While the water boils and the pasta cooks, prep the other ingredients.
Halve the fennel bulb and thinly slice it.
Peel and thinly slice the garlic.
If using a fresh chile, remove the stem and seeds and thinly slice it.
Crush the fennel seeds in a mortar and pestle or put them in a small resealable plastic bag and smash them with the bottom of a heavy frying pan.
Mince the parsley.
Heat the oil in a large frying or saute pan or the pasta pot over medium high heat.
Add the garlic and cook, stirring, until it just starts to turn golden and brown at the edges.
Add the chile flakes or fresh chile, stir to combine.
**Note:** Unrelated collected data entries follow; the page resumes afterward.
PR #2059, opened 2019-05-31
Using correct error to construct CannotRemoveVolumeError

yunhee-l:
### Summary
We are constructing CannotRemoveVolumeError with wrong docker error, which can result in nullpointer

### Implementation details
Using the correct docker error object

### Testing

New tests cover the changes: 

### Licensing

### DIFF
--- a/agent/dockerclient/dockerapi/docker_client.go
+++ b/agent/dockerclient/dockerapi/docker_client.go
@@ -945,8 +945,8 @@ func (dg *dockerGoClient) handleContainerEvents(ctx context.Context,
 		metadata := dg.containerMetadata(ctx, containerID)
 
 		changedContainers <- DockerContainerChangeEvent{
-			Status:                  status,
-			Type:                    eventType,
+			Status: status,
+			Type:   eventType,
 			DockerContainerMetadata: metadata,
 		}
 	}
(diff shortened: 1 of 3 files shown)


agent/dockerclient/dockerapi/docker_client.go
```diff
@@ -1209,9 +1209,9 @@ func (dg *dockerGoClient) removeVolume(ctx context.Context, name string) error {
 		return &CannotGetDockerClientError{version: dg.version, err: err}
 	}
 
-	ok := client.VolumeRemove(ctx, name, false)
-	if ok != nil {
-		return &CannotRemoveVolumeError{err}
+	removeErr := client.VolumeRemove(ctx, name, false)
```
sharanyad: nit: this can just `err`

yunhee-l:
> Could you also add an assert here for `err.Error()` here https://github.com/aws/amazon-ecs-agent/blob/master/agent/dockerclient/dockerapi/docker_client_test.go#L1626?

This is a unit test, so yes we can add it, but it won't actually be testing other than our unit test setup?

agent/dockerclient/dockerapi/docker_client.go
yunhee-l: i wanted to make it very distinctively separate from the err above this, but I don't feel strongly about it, I'll update it to use err for consistency.

PR #2081, opened 2019-06-12
Adding a goimports check

petderek:
### Summary

Adds the following targets to make:

* `importcheck` - used to validate that import order is preserved
* `goimports` - runs 'goimports -w' on all relevant files
* `gofmt` - runs 'go fmt' on all relevant files

### Implementation details

* `importcheck` is added as a dependency to static-check, so this will get invoked on every travis run.
* Removed lines like `grep -v vendor` -- go list, test, etc now automatically ignore the vendor directory.
* made `fmtcheck` and `importcheck` also apply to test / mock files.

### Testing

`make static-check` on Ubuntu 

### Licensing


yunhee-l:
ARM unit test failed on TestHandlerReconnectsOnDiscoverPollEndpointError, which is a known flakey test (https://github.com/aws/amazon-ecs-agent/pull/1986). Retrying.

PR #2084, opened 2019-06-13
Update task cleanup wait logic to clean task resources immediately in…

mssrivas:
Update task cleanup wait logic to clean task resources immediately instead of waiting 3 hours

### Summary
Currently if the clean up duration for tasks are not defined, It defaults to 3hr. The current logic in cleanupTask is once it passed the cleanup time, agent will wait for 3 more hours (DefaultTaskCleanupWaitDuration) instead of cleaning up the task immediately. Instead with below changes, it will begin cleanup immediately .

### Implementation details
Once it passed the cleanup time, it waits a nanosecond and begins the cleanup task.

### Testing
Created a task definition that uses a volume called test_vol. The check for successful clean being that docker volume ls does not return test_vol in the list.
Five cases tested.
1. No cleanup is specified - The cleanup duration is set to 3hrs
2. Cleanup specified is negative - The cleanup is set to 3hrs
3. Cleanup specified is less than minimum value - The cleanup is set to 3hrs
4. Cleanup specified is 10 mins - Clean up begins after 5min after container goes to stop state 
5. Cleanup specified is 5mins - Clean up begins after 5min after container goes to stop state

### Licensing

### DIFF
--- a/agent/engine/task_manager.go
+++ b/agent/engine/task_manager.go
@@ -1092,18 +1092,16 @@ func (mtask *managedTask) time() ttime.Time {
 
 func (mtask *managedTask) cleanupTask(taskStoppedDuration time.Duration) {
 	cleanupTimeDuration := mtask.GetKnownStatusTime().Add(taskStoppedDuration).Sub(ttime.Now())
-	// There is a potential deadlock here if cleanupTime is negative. Ignore the computed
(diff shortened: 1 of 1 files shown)


ubhattacharjya:
Can you describe how did you verify that the task resources got cleaned up in the testing done section?

PR #2036, opened 2019-05-10
Update libcni to the latest version

richardpen:
### Summary

Update the containernetworking/cni to the latest version that take a context in the API.

### Implementation details

Update the dependency package and the API in ecscni package.

### Testing

New tests cover the changes: 

### Licensing

By submitting this pull request, I confirm that my contribution is made under the terms of the Apache 2.0 license.

PR #2085, opened 2019-06-14
Fill in Type field when invoking ipam DEL command

fenxiong:
### Summary

After updating libcni to 0.7.0 (https://github.com/aws/amazon-ecs-agent/pull/2036), agent fails to invoke IPAM DEL command when cleaning up awsvpc task:
```
2019-06-14T17:17:30Z [WARN] Managed task [...]: failed to release ip; IPAM error: error parsing configuration: missing 'type'
```
This results in IPAM record not being deleted on the instance, which can ultimately lead to exhausting ip address, and when that happens, subsequent awsvpc task will fail to launch:
```
...error transitioning container [~internal~ecs~pause] to [RESOURCES_PROVISIONED]: container resource provisioning: failed to setup network namespace: cni setup: invoke bridge plugin failed: bridge ipam ADD: failed to execute plugin: ecs-ipam: getIPV4AddressFromDB commands: failed to get available ip from the db: getAvailableIP ipstore: failed to find available ip addresses in the subnet
```

It appears that starting from libcni 0.7.0, the package mandates the json blob in [NetworkConfig.Bytes](https://github.com/containernetworking/cni/blob/master/libcni/api.go#L57) to have a non-empty Type field, and we are not filling in this field when invoking IPAM DEL command, so the invocation fails. This PR fill in the field to conform with what the package expects.

### Implementation details

Fill in the Type field with plugin name.

### Testing

Added unit test. Manually tested that the ip record is deleted in /var/lib/ecs/data/eni-ipam.db with the fix. I checked whether i can add a functional test for this, but seems like the boltdb file written by the ipam plugin can't be opened by non-root user which makes this tricky.

Bug - Fixed a bug where IPAM record was not deleted when cleaning up awsvpc task.

### Licensing

### DIFF
--- a/agent/ecscni/plugin.go
+++ b/agent/ecscni/plugin.go
@@ -404,6 +404,7 @@ func (client *cniClient) createIPAMNetworkConfig(cfg *Config) (string, *libcni.N
 
 	ipamNetworkConfig := IPAMNetworkConfig{
 		Name:       ECSIPAMPluginName,
+		Type:       ECSIPAMPluginName,
 		CNIVersion: client.cniVersion,
 		IPAM:       ipamConfig,
 	}
--- a/agent/ecscni/plugin_test.go
+++ b/agent/ecscni/plugin_test.go
@@ -389,6 +389,36 @@ func TestConstructAppMeshNetworkConfig(t *testing.T) {
 	assert.Equal(t, config.EgressIgnoredIPs[0], appMeshConfig.EgressIgnoredIPs[0])
 }
 
+func TestConstructIPAMNetworkConfig(t *testing.T) {
+	ecscniClient := NewClient(&Config{})
+
+	config := &Config{
+		ID:                       "02:7b:64:49:b1:40",
+		ENIID:                    "eni-12345678",
+		ContainerID:              "containerid12",
+		ContainerPID:             "pid",
+		ENIIPV4Address:           "172.31.21.40",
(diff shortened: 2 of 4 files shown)


agent/ecscni/plugin.go
```diff
@@ -404,6 +404,7 @@ func (client *cniClient) createIPAMNetworkConfig(cfg *Config) (string, *libcni.N
 
 	ipamNetworkConfig := IPAMNetworkConfig{
 		Name:       ECSIPAMPluginName,
+		Type:       ECSIPAMPluginName,
```
yunhee-l: is type a free string too?

fenxiong: what do you mean by "free string"?

fenxiong: this field is used to find the plugin binary (as the binary's name)

yumex93:
Just wanna know are we able to have functional tests to catch such kind of errors before releasing the change? Otherwise, this thing may happen again in the feature.

fenxiong:
> Just wanna know are we able to have functional tests to catch such kind of errors before releasing the change? Otherwise, this thing may happen again in the feature.

"I checked whether i can add a functional test for this, but seems like the boltdb file written by the ipam plugin can't be opened by non-root user which makes this tricky."

so i'm not sure whether there's a way to check this without having to run the test as root.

Add the fennel, fennel seeds, and 1/2 tsp. of the salt and cook, stirring, until the fennel softens a bit, about 2 minutes. Add the wine or broth, cover, reduce heat to medium low, and cook until fennel is quite tender, about 5 minutes.
Add the parsley, stir to combine. Add the drained pasta and the reserved pasta liquid, stir to combine, increase heat and cook until most of the liquid is absorbed and evaporated and all the flavors have combined, 2 to 3 minutes.
Serve with plenty of grated Parmesan, Pecorino, or Asiago cheese.